Creating the new `reduce2` allows for opt-in reduce performance enhancements for all functions currently using `reduce1`. Every future change to functions from `reduce1` to `reduce2` would be isolated to only that function. The downside is that there would then exist another reducing function in clojure.core and it's not easy to see why it exists (docs/comment could help). In addition, the new reducing function adds one level of indirection as the function calling `reduce2` has to get the var root. If this is the way forward, adding `reduced` checks in `reduce1` would be nice to have, such that the behavior of `reduce2` is always consistent.
Implementing IReduceInit in `reduce1` has a large contact area, as it does not only affect `some` but a lot of Clojure core. It would for some data structures be a performance win, but for some data structures this change would be a performance loss (e.g. java.lang.String). If this is an interesting way forward, one could either enumerate the slower paths and special case them into `reduce1`.

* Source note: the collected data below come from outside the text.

PR #499, opened 2025-01-14
feat: delay child resource status assessment during progressive rollout to allow some time before promoting the upgraded Pipeline/MonoVertex

### LINKED ISSUE #445: Current check for Pipeline/Monovertex health assumes Conditions will remain healthy if they're initially healthy
**Describe the bug**
Current check for Pipeline/Monovertex health assumes that once all Conditions are "true" plus Pipeline/monovertex is "Running", that it's healthy. However, it can momentarily be healthy and then become unhealthy after processing some data. 

Therefore, we should check that the Pipeline/Monovertex enters the healthy condition by some time x and then remains healthy by some time x + y. 

(Note, currently the only Failed Pipelines/Monovertices that have been tested have had invalid specs, so they were marked "Failed". So, we haven't tested any with failing Conditions. We need to test as many types of failed child health conditions as we can.)

---

afugazzotto:
Fixes #445 

### Modifications

Added a new field called `NextAssessmentTime` to the `Status.ProgressiveStatus.UpgradingChildStatus` to store a future time when to perform the child resource status assessment to determine its healthiness.
During reconciliation in both the PipelineRollout and MonoVertexRollout controllers, we'll get the live rollout status (to avoid having stale info from the cache) and check if the `NextAssessmentTime` has already been set, meaning that the "timer" has been started. If the `NextAssessmentTime` has not been set, we use the delay from ConfigMap to calculate the time and set it on the rollout.
Then, we check if the `NextAssessmentTime` has passed to determine if it is time to assess the child status for healthiness.

### Verification

Unit tests, E2E tests, and manual tests.

This change should not cause backward incompatibility issues.


pkg/apis/numaplane/v1alpha1/status_types.go
```diff
@@ -227,6 +229,25 @@ func (status *Status) ClearUpgradeInProgress() {
...
+// non-nil and NextAssessmentTime is not the zero value of time.Time.
+func (status *Status) NextAssessmentTimeHasBeenSet() bool {
+	return status != nil && status.ProgressiveStatus.UpgradingChildStatus != nil && status.ProgressiveStatus.UpgradingChildStatus.NextAssessmentTime != metav1.NewTime(time.Time{})
+}
+
+// CanAssessChildStatus determines if the child status can be assessed.
+// It checks if the Status object is not nil, the UpgradingChildStatus is not nil,
+// the NextAssessmentTime is in the future, and the AssessmentResult is unknown.
+// If the AssessmentResult is not unknown and the NextAssessmentTime is in the future
+// we should not check again since the assessment has already been performed.
```
afugazzotto, line 244: @juliev0 do you think this assumption is valid? Is it a good idea to also check the AssessmentResult and if it is not unknown we should not have to return true since the status has been assessed after the delay?
If we do not want to check also the AssessmentResult, I think it's ok since the rest of the code should handle the returned value correctly anyways.

internal/controller/pipelinerollout/pipelinerollout_controller.go
```diff
@@ -526,6 +526,25 @@ func (r *PipelineRolloutReconciler) processExistingPipeline(ctx context.Context,
 	case apiv1.UpgradeStrategyProgressive:
 		numaLogger.Debug("processing pipeline with Progressive")
 
+		// Get the PipelineRollout live resource
```
afugazzotto, line 529: Decided to move this code inside the Progressive case since it is only relevant to Progressive strategy.

internal/controller/pipelinerollout/pipelinerollout_controller.go
```diff
@@ -526,6 +526,25 @@ func (r *PipelineRolloutReconciler) processExistingPipeline(ctx context.Context,
...
+		if !livePipelineRollout.Status.NextAssessmentTimeHasBeenSet() {
+			// Get the delay from Numaplane ConfigMap
+			globalConfig, err := config.GetConfigManagerInstance().GetConfig()
+			if err != nil {
+				return false, fmt.Errorf("error getting the global config for assessment processing: %w", err)
+			}
+			delay := time.Duration(globalConfig.ChildStatusAssessmentDelaySeconds) * time.Second
+
+			// Add to the current time the delay and set the NextAssessmentTime in the PipelineRollout
+			pipelineRollout.Status.ProgressiveStatus.UpgradingChildStatus.NextAssessmentTime = metav1.NewTime(time.Now().Add(delay))
```
afugazzotto, line 545: @juliev0 do you think we should replace/merge the entire `pipelineRollout` object with the `livePipelineRollout` or could just update the `NextAssessmentTime` be enough?

juliev0: I'd like to update the entire `pipelineRollout`

juliev0: I was actually kind of hoping all of the assessment-related code could be collocated inside of `AssessUpgradingChild()` unless there's a reason that it shouldn't be (sorry, should've said that if it was in my head) - what do you think?

juliev0: BTW, if you saw my original comment, I deleted that because I see that you're trying to include as much in the shared progressive.go code as you can, so that's why you didn't put the code directly in `AssessUpgradingChild()`. That seems good.

pkg/apis/numaplane/v1alpha1/status_types.go
juliev0: thanks for asking. Yes, I am thinking we should not check `status.ProgressiveStatus.UpgradingChildStatus.AssessmentResult == AssessmentResultUnknown`. It is fine to continue to assess after the delay has occurred.

juliev0: BTW, one thing to be aware of (which you may already be) - ISBServiceRollout is also using all of this shared code. And its assessment logic is based on the assessment result of the underlying pipelines.

juliev0: I am kind of thinking maybe we should do this check:
```
status.ProgressiveStatus.UpgradingChildStatus.AssessmentResult != AssessmentResultSuccess
```
This is because:
1. I think it's fine to mark it as Failed and then later mark it as Successful
2. It's not a good idea to mark it as Successful and then later mark it as Failed, since once it's marked Successful, it's already started the process of promoting that pipeline, and we don't want to interfere with that

internal/controller/pipelinerollout/pipelinerollout_controller.go
juliev0: > I'd like to replace the entire pipelineRollout

Changing my mind after you made the astute realization that we may have changed the Status value locally in the code and we don't want to overwrite anything. Okay, I think I'm good with this approach.

config/manager/controller-config.yaml
```diff
@@ -9,3 +9,4 @@ data:
     group=,kind=ConfigMap;group=,kind=ServiceAccount;group=,kind=Secret;group=,kind=Service;\
     group=rbac.authorization.k8s.io,kind=RoleBinding;group=rbac.authorization.k8s.io,kind=Role"
     defaultUpgradeStrategy: "pause-and-drain"
+    childStatusAssessmentDelaySeconds: 60
```
afugazzotto, line 12: @juliev0 the delay of 30 seconds is not enough for ISBSvc (it is enough for Pipeline and MonoVertex). I decided to increase the delay for all to 60s. However, I think we could go a step further and have 2 or more delay settings for each of the resource types (ex: 30s for pipeline, 20s for monovertex, etc.). We would need to figure out for each resource type what is the ideal delay and maybe add a margin of seconds to account for system processing delays. What do you think?

juliev0: What's the result of the delay not being long enough? It should still work, right? If the delay has arrived and the result is still Unknown, then that should be fine and it should still do further reconciliations.

pkg/apis/numaplane/v1alpha1/status_types.go
```diff
@@ -227,6 +229,37 @@ func (status *Status) ClearUpgradeInProgress() {
...
+		status.ProgressiveStatus.UpgradingChildStatus.NextAssessmentTime = nextAssessmentTime
+	}
+}
+
+// NextAssessmentTimeHasBeenSet checks if the NextAssessmentTime field in the
+// UpgradingChildStatus of the ProgressiveStatus is set to a non-zero value.
+// Returns true if the Status, ProgressiveStatus, and UpgradingChildStatus are
+// non-nil and NextAssessmentTime is not the zero value of time.Time.
+func (status *Status) NextAssessmentTimeHasBeenSet() bool {
+	return status != nil && status.ProgressiveStatus.UpgradingChildStatus != nil && status.ProgressiveStatus.UpgradingChildStatus.NextAssessmentTime != metav1.NewTime(time.Time{})
```
juliev0, line 249: does this work for going from pipeline-0 to pipeline-1 to pipeline-2? I don't think there's anything that clears out `status.ProgressiveStatus.UpgradingChildStatus` or `status.ProgressiveStatus.UpgradingChildStatus.NextAssessmentTime` when there's no longer an upgrading child, is there? So, my guess would be that this would always return true if we had an Upgrading child in the past. Correct me if I'm wrong.

afugazzotto: That's correct. I have not completed everything yet. I was thinking to set `UpgradingChildStatus = nil` either [after garbage collecting the children](https://github.com/numaproj/numaplane/blob/main/internal/controller/progressive/progressive.go#L377) or whenever the `UpgradeInProgress` gets cleared `rollout.Status.UpgradeInProgress = apiv1.UpgradeStrategyNoOp`. Any preference?

config/manager/controller-config.yaml
afugazzotto: I'm looking into this further. Strangely increasing the time passed the E2E tests but I found also some other issues and changed it back to see if it works again at 30s.

juliev0: In answer to your other question, it is reasonable to potentially have different delay settings for each resource type, if we want to do that.

pkg/apis/numaplane/v1alpha1/status_types.go
juliev0: Yeah, maybe when we are about to clear the UpgradeInProgress [here](https://github.com/numaproj/numaplane/blob/main/internal/controller/pipelinerollout/pipelinerollout_controller.go#L534)?

internal/controller/progressive/progressive.go
```diff
@@ -253,19 +262,73 @@ func GetChildName(ctx context.Context, rolloutObject ctlrcommon.RolloutObject, c
...
+	// Create a new childStatus object if not present in the live rollout object or
+	// if it is that of a previous progressive upgrade.
+	if childStatus == nil || childStatus.Name != existingUpgradingChildDef.GetName() {
+		childStatus = &apiv1.ChildStatus{
+			Name:             existingUpgradingChildDef.GetName(),
+			AssessmentResult: apiv1.AssessmentResultUnknown,
+		}
+		numaLogger.WithValues("childStatus", childStatus).Debug("live upgrading child not yet set")
+	} else {
+		numaLogger.WithValues("childStatus", *childStatus).Debug("live upgrading child previously set")
```
juliev0, line 304: did you mean for the first one to also be `numaLogger.WithValues("childStatus", *childStatus)` (with asterisk)?

internal/controller/progressive/progressive.go
```diff
@@ -253,19 +262,73 @@ func GetChildName(ctx context.Context, rolloutObject ctlrcommon.RolloutObject, c
...
+		}
+		delay := time.Duration(globalConfig.ChildStatusAssessmentDelaySeconds) * time.Second
+
+		// Add to the current time the delay and set the NextAssessmentTime in the Rollout object
+		childStatus.NextAssessmentTime = metav1.NewTime(time.Now().Add(delay))
+		numaLogger.WithValues("childStatus", *childStatus).Debug("set upgrading child nextAssessmentTime")
+	}
+
+	// Use the NextAssessmentTime to check if it's time to assess the child resource status.
+	// Only assess the child if if the NextAssessmentTime is after the current time plus the delay
```
juliev0, line 322:
```suggestion
	// Only assess the child if the NextAssessmentTime is after the current time plus the delay
```

internal/controller/progressive/progressive.go
afugazzotto: good catch, thanks

juliev0 (approved):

Redefining `some` after `reduce` has been defined. Smallest foot print of any of the approaches. It will only affect user code as well as usages of `some` after `reduce`, (which currently is `some-fn`). One can consider adding ^:redef to the `some` function, which (if I'm not mistaken) should allow all usages of `some` to benefit from the performance enhancements, even under direct linking.
*Benchmark data*
All approaches was tested using {{criterium.core/bench}}.
Versions explained:
||Patch||:version||description||
| N/A | 1.10.0 | Baseline. Clojure 1.10.0 with no changes. |
| N/A | reduce1-reduced | reduce1 implementing reduced check |
| CLJ-2308-3-IReduceInit.patch | reduce1-reduced+IReduceInit | reduce1 implementing reduced and IReduceInit check |
| CLJ-2308-2-reduce2.patch | reduce2 | reduce2, which is redefined as `reduce` |
| CLJ-2308-4-alter-var-root.patch | some-redefined | Redefines `some` to use `reduce` with `alter-var-root` |
| N/A | some-redefined+meta | Redefines `some` to use `reduce` with `alter-var-root` and adds ^:redef meta to `some` |
| N/A | REPL | Defines reduce based some in REPL running Clojure 1.10.0 |
Tests:
||Test id|| Form ||
|:range | (some #(< 1e3 %) (range (long 1e4))) |
|:iterate | (some #(< 1e3 %) (iterate inc 0)) |
|:string | (some #(= % \x) "1111111111111111111111111111111111111111111111111111111111111111111111111111111111111111111111111111x") |
Mean times:
||Test id || 1.10.0 || reduce1-reduced || reduce1-reduced+IReduceInit || reduce2 || some-redefined || some-redefined+meta || REPL ||
| :range | 29.439476 µs | 7.281439 µs | 4.958930 µs | 4.935221 µs | 5.030624 µs | 5.052136 µs | 5.636544 µs |
| :iterate | 36.640107 µs | 56.214323 µs | 6.622923 µs | 6.835455 µs | 7.014428 µs | 7.242155 µs | 6.660484 µs |
| :string | 6.236579 µs | 7.853746 µs | 7.645742 µs | 4.186791 µs | 4.170554 µs | 4.180583 µs | 1.898992 µs |
| Sum | 72.316162 | 71.349508 | 19.227595 | 15.957467 | 16.215606 | 16.474874 | 14.19602 |
All results were reproducible and consistent, except the REPL results where I could get as low as 3 µs for :range and :iterate, which signals to me that there's some JIT optimization going on sometimes. I suspect something similar is going on for the :string test in my REPL.